▶ **AIM OF THE EXERCISE**
Give back exactly the lines of the data below, starting with the line that has "PR #141, opened 2019-03-19" and going on through the line that has "Here, I included".

===== DATA SHOWN

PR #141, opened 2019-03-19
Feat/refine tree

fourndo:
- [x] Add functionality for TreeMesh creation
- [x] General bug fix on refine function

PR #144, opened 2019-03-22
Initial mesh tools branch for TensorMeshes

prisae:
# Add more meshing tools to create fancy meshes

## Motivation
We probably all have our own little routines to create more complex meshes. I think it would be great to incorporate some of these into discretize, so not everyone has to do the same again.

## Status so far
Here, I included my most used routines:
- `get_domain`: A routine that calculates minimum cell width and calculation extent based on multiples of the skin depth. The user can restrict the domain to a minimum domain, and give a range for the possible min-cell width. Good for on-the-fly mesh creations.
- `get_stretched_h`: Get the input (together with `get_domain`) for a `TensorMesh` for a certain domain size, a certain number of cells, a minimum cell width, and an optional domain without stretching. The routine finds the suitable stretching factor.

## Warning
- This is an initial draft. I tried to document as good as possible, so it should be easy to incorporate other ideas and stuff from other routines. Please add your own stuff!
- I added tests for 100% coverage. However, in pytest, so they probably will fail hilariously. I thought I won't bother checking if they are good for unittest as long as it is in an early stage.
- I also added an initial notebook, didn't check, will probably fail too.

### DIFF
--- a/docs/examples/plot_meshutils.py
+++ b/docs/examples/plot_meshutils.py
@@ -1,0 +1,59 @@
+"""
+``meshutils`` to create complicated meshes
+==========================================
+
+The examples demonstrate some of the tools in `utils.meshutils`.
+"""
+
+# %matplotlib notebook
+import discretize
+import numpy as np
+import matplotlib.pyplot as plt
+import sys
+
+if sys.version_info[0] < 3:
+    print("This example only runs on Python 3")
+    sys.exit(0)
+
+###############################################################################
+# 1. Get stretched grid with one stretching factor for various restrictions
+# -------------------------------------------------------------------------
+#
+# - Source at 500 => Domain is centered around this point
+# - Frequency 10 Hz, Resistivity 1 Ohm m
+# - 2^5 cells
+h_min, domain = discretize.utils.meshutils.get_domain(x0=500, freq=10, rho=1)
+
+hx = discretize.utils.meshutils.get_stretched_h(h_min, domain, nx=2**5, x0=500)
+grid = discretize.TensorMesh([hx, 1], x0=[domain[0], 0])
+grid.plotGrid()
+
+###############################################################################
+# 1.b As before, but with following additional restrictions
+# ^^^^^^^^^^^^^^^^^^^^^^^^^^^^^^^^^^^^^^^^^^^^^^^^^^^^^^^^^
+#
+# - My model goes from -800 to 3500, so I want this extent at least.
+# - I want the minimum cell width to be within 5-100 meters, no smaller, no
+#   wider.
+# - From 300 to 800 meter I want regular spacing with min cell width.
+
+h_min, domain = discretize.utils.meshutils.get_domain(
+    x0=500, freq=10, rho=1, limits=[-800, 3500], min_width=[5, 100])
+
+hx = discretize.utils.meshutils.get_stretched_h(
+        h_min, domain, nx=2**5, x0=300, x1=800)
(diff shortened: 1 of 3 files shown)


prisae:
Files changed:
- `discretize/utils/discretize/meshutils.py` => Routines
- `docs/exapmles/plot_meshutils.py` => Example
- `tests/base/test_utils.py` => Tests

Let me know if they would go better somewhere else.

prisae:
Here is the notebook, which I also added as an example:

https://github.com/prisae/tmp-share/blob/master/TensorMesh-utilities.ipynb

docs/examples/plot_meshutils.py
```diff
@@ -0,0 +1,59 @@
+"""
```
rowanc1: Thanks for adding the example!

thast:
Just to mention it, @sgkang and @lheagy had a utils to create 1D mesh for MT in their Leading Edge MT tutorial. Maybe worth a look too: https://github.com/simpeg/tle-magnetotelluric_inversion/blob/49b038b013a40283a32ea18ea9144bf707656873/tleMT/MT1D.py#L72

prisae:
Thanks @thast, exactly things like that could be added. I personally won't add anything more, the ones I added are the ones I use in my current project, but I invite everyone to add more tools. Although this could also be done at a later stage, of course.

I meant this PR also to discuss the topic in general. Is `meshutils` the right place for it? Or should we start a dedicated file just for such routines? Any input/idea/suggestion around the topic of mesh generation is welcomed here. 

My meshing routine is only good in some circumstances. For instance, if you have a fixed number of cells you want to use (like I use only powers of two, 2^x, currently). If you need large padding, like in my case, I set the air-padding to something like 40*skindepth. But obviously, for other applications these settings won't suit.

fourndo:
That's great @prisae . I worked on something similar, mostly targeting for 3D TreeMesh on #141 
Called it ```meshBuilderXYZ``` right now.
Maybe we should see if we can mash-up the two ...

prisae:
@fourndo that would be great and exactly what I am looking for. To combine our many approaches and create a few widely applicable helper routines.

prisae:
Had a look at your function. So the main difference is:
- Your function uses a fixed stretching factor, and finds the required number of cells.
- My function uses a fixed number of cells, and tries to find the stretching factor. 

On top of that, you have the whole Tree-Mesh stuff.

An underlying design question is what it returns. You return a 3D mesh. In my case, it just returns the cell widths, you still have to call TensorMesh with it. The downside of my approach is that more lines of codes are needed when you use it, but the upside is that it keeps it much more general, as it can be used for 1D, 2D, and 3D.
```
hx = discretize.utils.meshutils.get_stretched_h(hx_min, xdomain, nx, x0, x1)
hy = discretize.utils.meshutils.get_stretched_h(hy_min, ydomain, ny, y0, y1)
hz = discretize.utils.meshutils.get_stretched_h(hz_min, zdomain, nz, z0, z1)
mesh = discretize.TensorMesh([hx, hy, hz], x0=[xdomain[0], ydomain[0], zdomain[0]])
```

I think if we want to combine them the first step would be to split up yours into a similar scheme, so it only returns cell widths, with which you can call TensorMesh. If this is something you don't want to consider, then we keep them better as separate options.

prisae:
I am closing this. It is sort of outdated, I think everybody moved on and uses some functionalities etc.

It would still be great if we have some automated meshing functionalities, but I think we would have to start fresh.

==========
===== DATA SHOWN

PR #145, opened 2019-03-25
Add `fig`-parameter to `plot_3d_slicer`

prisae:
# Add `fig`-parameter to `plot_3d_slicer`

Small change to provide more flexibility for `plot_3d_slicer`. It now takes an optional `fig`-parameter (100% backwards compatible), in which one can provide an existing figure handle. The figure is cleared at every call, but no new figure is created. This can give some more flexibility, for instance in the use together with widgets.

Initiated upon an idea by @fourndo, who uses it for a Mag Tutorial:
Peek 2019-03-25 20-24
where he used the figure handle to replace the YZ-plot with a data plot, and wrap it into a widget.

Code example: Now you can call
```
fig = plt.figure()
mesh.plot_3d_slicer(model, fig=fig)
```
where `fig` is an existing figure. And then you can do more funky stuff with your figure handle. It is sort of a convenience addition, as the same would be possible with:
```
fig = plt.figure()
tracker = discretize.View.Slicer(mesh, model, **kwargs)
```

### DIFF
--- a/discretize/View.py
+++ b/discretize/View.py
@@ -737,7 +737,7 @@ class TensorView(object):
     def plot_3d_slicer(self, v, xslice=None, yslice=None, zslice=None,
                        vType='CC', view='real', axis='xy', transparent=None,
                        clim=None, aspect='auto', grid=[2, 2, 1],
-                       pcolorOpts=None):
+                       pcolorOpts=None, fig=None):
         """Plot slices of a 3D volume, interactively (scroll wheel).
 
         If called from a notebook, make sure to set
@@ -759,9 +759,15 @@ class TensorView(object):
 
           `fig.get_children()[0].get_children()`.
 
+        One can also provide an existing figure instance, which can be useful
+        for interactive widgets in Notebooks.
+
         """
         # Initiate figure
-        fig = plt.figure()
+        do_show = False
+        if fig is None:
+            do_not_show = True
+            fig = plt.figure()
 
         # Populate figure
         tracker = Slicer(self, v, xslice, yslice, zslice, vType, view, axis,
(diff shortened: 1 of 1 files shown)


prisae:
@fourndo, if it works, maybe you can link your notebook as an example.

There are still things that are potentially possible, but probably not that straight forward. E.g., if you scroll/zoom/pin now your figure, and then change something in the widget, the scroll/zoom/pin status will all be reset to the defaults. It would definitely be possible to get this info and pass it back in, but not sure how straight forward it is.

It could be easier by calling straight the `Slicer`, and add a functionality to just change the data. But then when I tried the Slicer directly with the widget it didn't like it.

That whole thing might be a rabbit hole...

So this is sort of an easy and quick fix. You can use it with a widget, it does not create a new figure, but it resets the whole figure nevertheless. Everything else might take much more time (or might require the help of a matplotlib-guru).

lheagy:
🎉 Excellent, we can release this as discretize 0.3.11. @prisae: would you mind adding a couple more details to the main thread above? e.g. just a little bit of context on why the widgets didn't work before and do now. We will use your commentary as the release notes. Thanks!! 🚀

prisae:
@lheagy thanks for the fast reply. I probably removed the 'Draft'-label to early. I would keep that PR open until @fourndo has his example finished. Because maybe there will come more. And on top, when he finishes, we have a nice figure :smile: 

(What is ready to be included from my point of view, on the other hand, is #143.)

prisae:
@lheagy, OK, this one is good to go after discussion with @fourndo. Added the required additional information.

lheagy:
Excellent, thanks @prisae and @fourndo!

==========

▶ **WRITTEN SOLUTION**
PR #141, opened 2019-03-19
Feat/refine tree

fourndo:
- [x] Add functionality for TreeMesh creation
- [x] General bug fix on refine function

PR #144, opened 2019-03-22
Initial mesh tools branch for TensorMeshes

prisae:
# Add more meshing tools to create fancy meshes

## Motivation
We probably all have our own little routines to create more complex meshes. I think it would be great to incorporate some of these into discretize, so not everyone has to do the same again.

## Status so far
Here, I included my most used routines:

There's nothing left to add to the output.